Young-Jin Kim is the founder and managing director of Emphanos, a technology consulting company that specializes in providing open source data management solutions to the nonprofit and government sector. After graduating from the University of Chicago, where he studied physics, he developed software systems for computer aided diagnosis and data analysis tools in medical physics, analyzed and fused large messy geospatio-temporal data sets while a graduate student in geophysical sciences at UChicago, and conducted research at Cambridge University, Woods Hole Oceanographic Institute, and in Antarctica. His interests are in image analysis, data mining, evolutionary algorithms, computational fluid dynamics, inverse problems, and open source software development. At Emphanos, he deploys open source tools to solve data integration and system integration problems that help nonprofits advance their mission.

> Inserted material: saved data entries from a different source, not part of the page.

PR #371, opened 2022-08-01
replace en dash with hyphen

lvdbrink:
Replaced character U+2013 (en dash) with U+002d (hyphen) to avoid ttl parse problem. A user of I think topquadrant brought this to my attention.


nicholascar (approved):
Merging after one review since it's a single character change!

Issue #219, opened 2022-11-10
[Bug] Helm releases are not persisting during creation as part of the release process


AlexsJones:
We need to save the chart created as part of the release process in `charts`

beeme1mr:
I think we may want to consider using the [Helm Release Action](https://helm.sh/docs/howto/chart_releaser_action/) here. Basically, the charts will be published to the `gh-pages` branch and we would just expose that branch as our GitHub page.

This would have the following benefits:

- Avoid branch protection issues that are difficult to workaround.
- Remove charts from the main branch
- Follow a documented Helm deployment pattern

AlexsJones:
Would it being on that branch still make the artefacts available?

beeme1mr:
From what I can tell, yes. As long as the GitHub page contains the artifact, everything should work.

AlexsJones:
Is this still open?

beeme1mr:
Yes, it's still an issue. @skyerus was going to look into this tomorrow.

skyerus:
I don't think [Helm release action](https://helm.sh/docs/howto/chart_releaser_action/) is exactly what we're looking for here as it creates a new release which we already have a workflow for (release-please). However, we can hijack the rest of the process and reproduce it in the existing release workflow.

- [ ] Create a branch called `gh-pages` from `main`
- [ ] Change the Github Pages branch setting to `gh-pages` [here](https://github.com/open-feature/open-feature-operator/settings/pages)
- [ ] Create a PR removing the existing published charts from `main`
- [ ] Create a PR merging `main` to `gh-pages` and re-adding the existing published charts
- [ ] Create a PR to `main` appending `release charts` to the existing workflow

PR #233, opened 2022-11-17
chore: remove published charts

skyerus:
## This PR

Removes published charts (to be served from the `gh-pages` branch).

### Related Issues

#219


AlexsJones (approved):
As long we are 100% sure the gh-pages branch has been deployed with the right packages!

skyerus:
> As long we are 100% sure the gh-pages branch has been deployed with the right packages!

We'll change the pages setting to point to `gh-pages` and verify things work before merging this.

beeme1mr (approved):

PR #238, opened 2022-11-18
chore: re-adding charts

skyerus:
## This PR

Brings up to date with main and re-adds charts


beeme1mr (approved):

.github/workflows/release-please.yml
```diff
@@ -132,3 +133,44 @@ jobs:
...
+      - name: Configure Git
+        run: |
+          git config user.name "$GITHUB_ACTOR"
+          git config user.email "$GITHUB_ACTOR@users.noreply.github.com"
+
+      - name: Merge release to gh-pages
+        run: git merge ${{ needs.release-please.outputs.release_tag_name }}
+
+      - name: Generate helm charts
+        run: make helm-package
```
james-milligan, line 164: Do we need to define the image for the controller here? 
The makefile commands use the IMG argument which defaults to `controller:latest`
I may have missed something here though

PR #240, opened 2022-11-18
fix: include release tag in helm charts publishing

skyerus:
## This PR

Include release tag in helm charts publishing.


beeme1mr:
This seems more like a fix than a chore.

skyerus:
> This seems more like a fix than a chore.

Amended.

james-milligan (approved):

Tom Plagge returns for his second year as a DSSG mentor. Tom studied astrophysics at UC Berkeley, doing his thesis work on a millimeter-wave telescope at the South Pole. He came to the University of Chicago as a post-doctoral researcher in 2009, continuing his work on astrophysics instrumentation and data analysis with the CARMA telescope array. He joined the 2013 DSSG fellowship to lead the Cook County Land Bank and Chicago Public Safety projects, and has continued on with the new Center for Data Science and Public Policy a joint center of the Computation Institute and the Harris School of Public Policy. His research interests include urban planning and development, energy efficiency, and public health.
Eric Rozier is an Assistant Professor of Electrical and Computer Engineering at the University of Miami, specializing in Big Data, Systems Engineering, and Cybersecurity/Privacy. His research focuses on improving system infrastructure for long term curation of climate and longitudinal data and the processing of private data. Additionally, he has collaborated with NOAA climate scientists, Medecins sans Frontieres, and the African Great Lakes Initiative on using computer science to tackle social problems. At Miami University, Rozier is developing a new curriculum on Big Data, and is interested in connected students to real tools, data, and resources to solve industrial problems.
Joe Walsh is a 2013 Data Science for Social Good fellow returning this summer as a DSSG mentor. Walsh has worked as lead forecaster for GE Healthcare’s marketing department and as a statistical consultant for the National Labor Relations Board. His research has examined the politics of the Medal of Honor, the timing of political press releases, motorcycle crash injuries, the relationship between transportation and peace in sub-Saharan Africa, and hockey fights. With DSSG last summer, he worked on a project with Nurse-Family Partnership to measure the impact of the national program.
Ben Yuhas is principal at Yuhas Consulting Group, which he formed to serve a broad spectrum of commercial and non-profit clients. His background is in predictive modeling, and he received his BA in mathematics from the UChicago and his PhD in electrical and computer engineering at Johns Hopkins. After several years building models to predict consumer behavior in financial services, he migrated those skills into the political realm and formed his consulting business. In recent years, Yuhas worked to bring the sophistication of data-driven strategies to fundraising and voter mobilization, including micro-targeting models for the get-out-the-vote efforts of the 2004 John Kerry presidential campaign and the 2005 election of Virginia Governor Tim Kaine.